I looked at the parameters in Chad’s rep/set bible and tried to work on the hypertrophy model, with 2-4 sessions per bodypart per week.
For what it’s worth - my stats: 29 yrs. old; 5’11"; 170 lbs. bodyfat approx. 12%. My goal is obviously bulking. I would like to add about 10 lbs. over the next 2-3 months.
Here is the plan - thanks guys.
Day 1
flat bench 10x3
dips 4x6
bentover barbell rows 4x6
military press 4x6
weighted bench step-ups 4x6
seated calf raises 4x10
Day 2
barbell back squats 10x3
incline dumbbell curls 4x6
close-grip bench 4x6
barbell curls 4x6
tricep pressdowns 4x6
abs 4x10
Day 3 OFF
Day 4
decline barbell bench 5x5
partial deadlifts 4x6
incline dumbbell press 4x6
upright rows 4x6
weighted dips (chest) 4x6
abs 4x10
Day 5
chin ups 10x3
barbell reverse curls 4x6
tricep (varies) 4x6
incline leg press (or front squat) 4x6
calf extensions (leg press) 4x10
Okay, that is roughly the routine.

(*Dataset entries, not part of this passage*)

Issue #649, opened 2017-04-15
Support multiple versions of nixpkgs in one network


grahamc:
I run a network of several servers. Some of them are standard and work fine with the current stable NixOS, however some of them are fairly exotic and require features on a custom nixpkgs, and some require features from NixOS unstable.

For this reason I would like to be able to express a desired nixpkgs to use on a per-server basis. Example:

```
{
  server1 = { }: { ...} # uses the default nixpkgs

  server2 = { }: {
    deployment.nixpkgs = "./custom-nixpkgs";
  };

  server3 = {}: {
    deployment.nixpkgs = "https://d3g5gsiof5omrk.cloudfront.net/nixos/unstable/nixos-17.09pre105617.26f5fa8f97";
  }
}
```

The four 4x6 sets that follow the first 10x3 (or 5x5) set are supersets.
Like I said, my only concern is overtraining. Is that a valid concern or does this look okay? Rather than go completely full-body on all 4 days, I concentrated on arms on day 2 (with squats) and chest on day 4.
Thanks, again. Look forward to your comments.